┌──

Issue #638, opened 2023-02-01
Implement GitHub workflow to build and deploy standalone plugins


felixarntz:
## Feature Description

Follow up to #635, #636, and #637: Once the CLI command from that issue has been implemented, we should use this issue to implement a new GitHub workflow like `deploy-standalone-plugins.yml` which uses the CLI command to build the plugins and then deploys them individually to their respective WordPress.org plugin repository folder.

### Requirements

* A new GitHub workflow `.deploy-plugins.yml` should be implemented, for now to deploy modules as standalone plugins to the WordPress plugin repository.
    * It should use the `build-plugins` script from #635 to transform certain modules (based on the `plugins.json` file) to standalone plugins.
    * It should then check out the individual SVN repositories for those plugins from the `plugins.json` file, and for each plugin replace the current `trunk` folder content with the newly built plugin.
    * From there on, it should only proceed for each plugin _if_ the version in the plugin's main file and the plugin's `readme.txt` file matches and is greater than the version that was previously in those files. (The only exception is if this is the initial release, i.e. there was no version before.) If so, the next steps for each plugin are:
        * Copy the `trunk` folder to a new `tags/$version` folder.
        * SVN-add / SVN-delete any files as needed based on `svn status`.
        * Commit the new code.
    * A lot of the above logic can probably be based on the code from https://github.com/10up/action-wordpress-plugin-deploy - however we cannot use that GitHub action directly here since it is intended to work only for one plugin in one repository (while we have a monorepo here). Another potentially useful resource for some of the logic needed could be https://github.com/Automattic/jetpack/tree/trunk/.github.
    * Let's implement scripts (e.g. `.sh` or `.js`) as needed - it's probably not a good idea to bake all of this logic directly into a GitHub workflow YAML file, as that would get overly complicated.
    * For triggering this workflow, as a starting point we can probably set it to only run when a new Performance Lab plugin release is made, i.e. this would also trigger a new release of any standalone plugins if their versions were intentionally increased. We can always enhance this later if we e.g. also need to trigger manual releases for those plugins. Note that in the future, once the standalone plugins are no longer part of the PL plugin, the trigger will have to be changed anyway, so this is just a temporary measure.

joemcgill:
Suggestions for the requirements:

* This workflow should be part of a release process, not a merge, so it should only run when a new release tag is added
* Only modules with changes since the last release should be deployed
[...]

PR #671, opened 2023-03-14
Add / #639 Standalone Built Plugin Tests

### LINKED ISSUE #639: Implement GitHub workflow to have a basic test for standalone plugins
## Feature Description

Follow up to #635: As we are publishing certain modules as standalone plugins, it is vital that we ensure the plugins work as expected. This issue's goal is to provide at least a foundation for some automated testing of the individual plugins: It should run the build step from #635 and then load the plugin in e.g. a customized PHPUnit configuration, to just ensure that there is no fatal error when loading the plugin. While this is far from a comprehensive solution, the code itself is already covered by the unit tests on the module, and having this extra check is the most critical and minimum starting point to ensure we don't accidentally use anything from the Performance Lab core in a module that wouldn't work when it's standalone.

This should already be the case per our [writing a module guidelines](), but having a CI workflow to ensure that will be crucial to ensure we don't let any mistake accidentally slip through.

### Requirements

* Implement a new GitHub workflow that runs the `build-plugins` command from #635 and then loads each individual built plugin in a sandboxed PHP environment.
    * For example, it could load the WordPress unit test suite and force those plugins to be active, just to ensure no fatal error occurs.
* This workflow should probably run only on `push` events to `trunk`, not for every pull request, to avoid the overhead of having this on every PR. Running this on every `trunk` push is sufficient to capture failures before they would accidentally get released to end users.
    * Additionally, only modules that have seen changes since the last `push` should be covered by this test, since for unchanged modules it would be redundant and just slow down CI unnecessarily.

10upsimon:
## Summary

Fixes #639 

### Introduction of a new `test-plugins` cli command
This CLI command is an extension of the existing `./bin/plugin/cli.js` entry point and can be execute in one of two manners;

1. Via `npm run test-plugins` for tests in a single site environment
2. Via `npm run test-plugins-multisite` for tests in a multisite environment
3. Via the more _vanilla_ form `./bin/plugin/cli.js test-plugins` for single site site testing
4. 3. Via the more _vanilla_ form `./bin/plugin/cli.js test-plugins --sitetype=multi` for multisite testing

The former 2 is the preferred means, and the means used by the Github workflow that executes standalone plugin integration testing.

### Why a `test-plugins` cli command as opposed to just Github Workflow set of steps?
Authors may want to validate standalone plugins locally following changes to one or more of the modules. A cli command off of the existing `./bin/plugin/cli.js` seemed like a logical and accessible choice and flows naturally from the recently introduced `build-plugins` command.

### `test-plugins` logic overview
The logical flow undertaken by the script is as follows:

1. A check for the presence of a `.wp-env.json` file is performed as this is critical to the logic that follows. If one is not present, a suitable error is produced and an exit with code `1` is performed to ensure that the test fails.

└──

• **Required action**:
Copy the lines above exactly. Start with the line containing "set of steps?", end with the line containing "The logical flow", and include both.

• **Expected answer**:
### Why a `test-plugins` cli command as opposed to just Github Workflow set of steps?
Authors may want to validate standalone plugins locally following changes to one or more of the modules. A cli command off of the existing `./bin/plugin/cli.js` seemed like a logical and accessible choice and flows naturally from the recently introduced `build-plugins` command.

### `test-plugins` logic overview
The logical flow undertaken by the script is as follows:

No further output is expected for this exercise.